## HOW TO COMPLETE THIS TASK:
Within the data that follows, set down exactly the lines from the one containing "## L3 · Design — prettier" through the one containing "- **Contents (~100", both ends included.

===== DATA FOR REVIEW =====

PR #3865, opened 2026-07-16
docs: [L3] design components/UI from #3764 — stack

sarahsimionescu:
## L3 · Design — components/UI (stack)

Design surface of Divya's #3764 "prettier redesign", **split from its content changes** (which are the next PR up, L4). Stacked on the content layer.

- **Contents (50 files):** `docs/components`, `docs/app` pages, `docs/lib` render helpers, `mdx-components`/`next.config`/`package.json` edits, rendering tests.
- **Base:** `divya-content-only` (L2) → this is layer **L3** of the docs stack `next → infra → content → design-components → design-content → agent-discovery`.
- **Reconciled with current `next`.** One semantic conflict resolved by **union**: `LegacyBadge` now supports both next's `title` prop and #3764's `inline` variant — worth a reviewer glance.

Review artifact reconstructing #3764; #3764 remains source of truth.

PR #3764, opened 2026-07-06
docs: prettier redesign — example callouts, chapter-aware nav, UI polish

divyavenn:
## Summary
Visual and navigation redesign of the docs site, stacked on #3732. Cleans up the
overall look, fixed interactions, removes noise, and adds two structural improvements: per-section
"see it built" callouts that link each docs section to the example-project section
that best demonstrates it, and a precomputed page outline that makes prev/next
navigation O(1) per request.

image

image

## Changes
- added collapsible scrollable copy-able implementation details dropdown (when you copy the page as .md for ur agent, these are included already)
- added callouts for relevant examples, clicking takes you to the relevant section of the relevant example project
image
- fixed minor interactions - (copy section link icon no longer disappears when you try and click, add scrolling and page change animations, make link hover more obvious)
- fixed next and previous links (many of them were broken) also changed style + location to be more intuitive. instead of manually adding to MD file, these are now just precomputed
- **Precomputed docs outline** (`lib/docs-next-page.ts`): one cached walk of the
  page tree (WeakMap-keyed) replaces the per-request full-tree walk + linear scan
  for prev/next; the same pass derives chapter/subheading labels from meta
  separators + folders
- **Footer nav**: plain Prev/Next + page name (`DocsNextLink`), `SafeNextLink` for
  robust internal/external links
- added badge for legacy to make consistent a experimental badge
- badges propagated to sidebar/TOC/llms index
- sidebar grouping and general noise reduction (removed unecessary buttons, labels, made things like keyboard shorcuts for search only visible on hover)

## Type of change
- [x] Documentation
- [x] Refactor/Chore

## How Has This Been Tested?
- `bun run lint:links` — 0 errors (all new example-section fragments resolve)
- `bun run types:check` — clean; `bun test tests/static/` — 16/16
- Outline logic unit-tested: reading order, chapters from separators *and* top-level
  folders, subheadings from nested separators/folders, cache identity, edge pages
- Callout styling verified in-browser against computed styles (border/background/
  text = rgb(102 155 179) at the intended alphas) — Tailwind arbitrary `color-mix`
  classes silently didn't generate, so styling lives in a real `.example-callout`
  class in `global.css`

## Checklist
- [x] I have read the Code of Conduct and this PR adheres to it
- [x] I ran linters/tests locally and they passed
- [x] I updated documentation as needed
- [x] I added tests or explain why not applicable
- [x] I added a changeset if this change affects published packages — N/A, docs
  site only

## Additional context
[...]

PR #3866, opened 2026-07-16
docs: [L3] prettier redesign from #3764 — stack

sarahsimionescu:
## L3 · Design — prettier redesign (from #3764)

The full redesign from Divya's #3764 — components + the content changes that go with them — as **one** layer, stacked on the content prose.

**Why one PR and not two:** I tried splitting #3764 into "design components" and "design content" (was #3865 + this). It doesn't work as two *independently-building* PRs: the redesign swaps home components (`DocsHero`, `HomeFeatures`, …) for new ones (`ExampleCallout`, …), and the `mdx-components.tsx` **registration** is shared glue between the component files and the `.mdx` that uses them. A components-only PR removes the `DocsHero` registration while the `<DocsHero />` usage still lives in the content half → `/docs` fails to prerender. The two only build as a unit, so they belong in one PR. (#3865 is closed.)

- **Contents (~100 files):** `docs/components`, `docs/app` pages, `docs/lib`, `mdx-components`/`next.config`/`package.json`, plus the `docs/content` presentation changes (example callouts, chapter-aware nav).
- **Base:** `divya-content-only` (L2) → layer **L3**.
- **CI:** `typescript-check`, `test`, Vercel all green.
- Reconciled with `next`; `LegacyBadge` union (`title`+`inline`) is the one semantic merge to glance at.

Review artifact reconstructing #3764; #3764 remains source of truth.


jkomyno:
Closing this review artifact. We are not moving forward with this 100-file redesign as a wholesale branch: it predates the current Fumadocs and OpenAPI work, conflicts with current next, and its current head can break the /docs entry route. Individual visual or navigation ideas can be reconsidered in focused PRs.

=====

## OUTPUT FOR THIS TASK:
## L3 · Design — prettier redesign (from #3764)

The full redesign from Divya's #3764 — components + the content changes that go with them — as **one** layer, stacked on the content prose.

**Why one PR and not two:** I tried splitting #3764 into "design components" and "design content" (was #3865 + this). It doesn't work as two *independently-building* PRs: the redesign swaps home components (`DocsHero`, `HomeFeatures`, …) for new ones (`ExampleCallout`, …), and the `mdx-components.tsx` **registration** is shared glue between the component files and the `.mdx` that uses them. A components-only PR removes the `DocsHero` registration while the `<DocsHero />` usage still lives in the content half → `/docs` fails to prerender. The two only build as a unit, so they belong in one PR. (#3865 is closed.)

- **Contents (~100 files):** `docs/components`, `docs/app` pages, `docs/lib`, `mdx-components`/`next.config`/`package.json`, plus the `docs/content` presentation changes (example callouts, chapter-aware nav).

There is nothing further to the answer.